Exercise requirements:
Extract from the listing each line in which the word "pushed" appears.
───
PR #159, opened 2018-11-14
Implement basic key chain

rtsisyk:
- Store public and secret key on disk using PEM format.
- Add a function to create CoSi keys from Wallet keys.
- Generate initial keys for testing.


keychain/src/lib.rs
```diff
@@ -21,10 +21,142 @@
...
+    pub cosi_skey: secure::SecretKey,
+    /// CoSi Public Key.
+    pub cosi_pkey: secure::PublicKey,
+    /// CoSi Signature.
+    pub cosi_sig: secure::Signature,
+}
+
+#[derive(Debug, Fail)]
+pub enum KeyChainError {
+    #[fail(display = "Failed to parse key: {}.", 0)]
```
echupriyanov: use _0 instead of 0

rtsisyk: Fixed and force-pushed.

rtsisyk:
Squashed and force-pushed.

PR #163, opened 2018-11-15
Fix failure of group leader to exit after sending randomness to Beaco…

dbmcclain:
I noticed that the group leader code keeps running in its loop, scanning over a batch, even after it has determined that it is time to finish and send the results to the Beacon node.

Now fixed. Also minor refactoring, and comment grammar corrections.


dbmcclain:
just rebased again off the most recent dev branch

PR #185, opened 2018-11-17
Clean up and update dependencies

rtsisyk:
- Switch to use `package = major.minor` syntax in Cargo.toml -
  full versions are already locked by Cargo.lock and it makes absolute
  no sense to lock patch-level manually.
- Move examples to appropriate workspace' folders.
- Remove unused dependencies.
- Update to the latest versions when possible.
- Run `cargo update`.


rtsisyk:
I'll rebase it after merging #186

PR #194, opened 2018-11-20
Reworked Randhound global state

echupriyanov:
* Load node's public/private keys from KeyChain.
* Load participants list and leader's public key from config files.


Cargo.lock
```diff
@@ -2148,6 +2148,11 @@ name = "stable_deref_trait"
 version = "1.1.1"
 source = "registry+https://github.com/rust-lang/crates.io-index"
 
+[[package]]
+name = "state"
```
rtsisyk: This create is not used by this patch.

PR #196, opened 2018-11-21
Forbid invalid Pt and PublicKeys

### LINKED ISSUE #157: Forbid invalid Public/Secret keys in stegos_crypto
Add checks to all available PublicKey/SecretKeys constructors (from_str()/from_bytes() in order to validate that key is actually can be represented on the curve. Goal is to forbid invalid PublicKey/Secret keys object completely.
───
Task solution:
rtsisyk: Fixed and force-pushed.
Squashed and force-pushed.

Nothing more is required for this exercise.